Según cifras oficiales, el ciclón dejó 5.657 muertos, 8.058 desaparecidos, 1,5 millones de damnificados y pérdidas materiales por 5.000 millones de dólares.

Dos de las historias más conmovedoras son las de Pedro Fúnez y la de una profesora de primaria, Isabel Arriola, que sobrevivió seis días asida a una tabla en el mar embravecido.

La mujer –que ahora vive en Estados Unidos–, fue arrastrada al mar por las olas y las crecidas de un río, en la aldea de negros garífunas de Santa Rosa de Aguan, departamento de Colón, unos 550 km al norte de la capital. Ella fue rescatada por un barco francés en alta mar.

En la capital, lo peor ocurrió el 30 de octubre. Hacia la medianoche de ese día, en la colonia marginal de Nueva Esperanza, Isaac, de 4 años, pidió a su padre, Pedro Fúnez, que le dejara un espacio en la cama en que dormía con su esposa porque tenía “miedo” por la intensa lluvia.

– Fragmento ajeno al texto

PR #1054, opened 2026-09-01
ci: add go fix check to controller lint job

bennyz:
in go 1.26 `go fix` has been improved https://go.dev/blog/gofix
it can convert loops, use new `new` semantics instead of `ptr.To`, etc


controller/internal/config/types.go
```diff
@@ -15,9 +15,9 @@ type Config struct {
 	Authentication   Authentication   `json:"authentication" yaml:"authentication"`
 	Provisioning     Provisioning     `json:"provisioning" yaml:"provisioning"`
 	Grpc             Grpc             `json:"grpc" yaml:"grpc"`
-	LeasePolicy      LeasePolicy      `json:"leasePolicy,omitempty" yaml:"leasePolicy,omitempty"`
```
mangelajo, line 18: why does it remove the omitempty? is it the default now? I guess...

bennyz: so apparently encoding/json does not actually omit empty structs making this a noop

in 1.24 omitzero was introduced for this https://pkg.go.dev/golang.org/x/tools/go/analysis/passes/modernize#hdr-Analyzer_omitzero

.github/workflows/lint.yaml
```diff
@@ -57,6 +57,12 @@ jobs:
           go-version-file: .go-version
           cache-dependency-path: "**/go.sum"
 
+      - name: Run go fix
+        working-directory: controller
+        run: |
+          go fix ./...
+          git diff --exit-code
```
raballew, line 65: Does this cover `controller/deploy/operator/` which has its own `go.mod` as well? I am worried this could mean `interface` usages in the sub-module will silently pass the check.

controller/internal/metrics/lease.go
```diff
@@ -192,7 +192,7 @@ func truncateRunes(s string, maxRunes int) string {
 		return s
 	}
 	i := 0
-	for n := 0; n < maxRunes; n++ {
+	for range maxRunes {
```
raballew: [LOW] `truncateRunes` is unexported, handles multi-byte UTF-8, and has no direct unit test. `grep -rn "truncateRunes" controller/ --include="*_test.go"` returns nothing; coverage is only indirect via `TestRecordAcquisitionTruncatesOverBudgetExemplars`, which does not exercise multi-byte rune truncation.

It would be worth adding a `TestTruncateRunes` in `controller/internal/metrics/lease_test.go` covering: ASCII strings at/under/over the limit, multi-byte UTF-8 input (e.g. Cyrillic, emoji), `maxRunes == 0`, and `maxRunes >= len(runes)`. This pins the behaviour and makes the `for range` migration verifiably correct without relying on e2e tests.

Unas dos horas después del pedido de Isaac, Pedro, sus cuatro hijos, su esposa y sus suegros sentían que la vivienda se resquebrajaba y ellos rodaban entre los escombros de la casa y un alud de rocas hacia la creciente del río situado unos 100 metros abajo.

Pedro quedó atrapado entre tierra y rocas hasta la cintura. En medio de la oscuridad, comenzó a gritarle a cada uno de los miembros de su familia, por su nombre. Ninguno le respondió, salvo su suegro, quien también se salvó.

Como pudo, quitó la tierra y las piedras que lo atrapaban y subió donde un vecino. Después, la familia con la que trabajaba como vendedor de una farmacia lo ayudó para ser llevado a un hospital.

Regresó al lugar del derrumbe donde socorriistas británicos y mexicanos le ayudaron a recuperar los cuerpos de sus hijos Wilson (15 años), Ana (13), Pedro (8), Isaac (4), su esposa, Teresa Amador (36), y su suegra, María Cecilia Rivera (58).

“¿Cómo voy a olvidar eso?”, dice Pedro a la AFP, mientras trabaja como despachador de autobuses cerca del mercado de Comayagüela, en el sur de la capital.

Diez años después de la tragedia, Pedro, de 47 años, trabaja como despachador de los autobuses que van a la colonia donde vive, bautizada con el nombre de Cruz Roja, en honor a esa institución que la construyó en la zona de Altos de Santa Rosa, unos 5 km al sur de la capital.

“Tengo una nueva familia, me casé con Albertina Sánchez”, relata mientras pasa lista a los autobuses que llegan a la estación y ordena la salida de cada uno.

Su mujer tiene tres hijos, Patricia (25), Jorge (22) y Karen (21), a los que él ha apoyado como si fueran suyos.

A diez años de la tragedia, Pedro fue al “Divino Paraíso”, el cementerio de los pobres, al suroeste de Tegucigalpa, a limpiar y pintar las cruces de las tumbas de su familia.

“Dios nos da y Dios nos quita. Yo voy a reencontrarme con ellos”, expresa con convicción cristiana.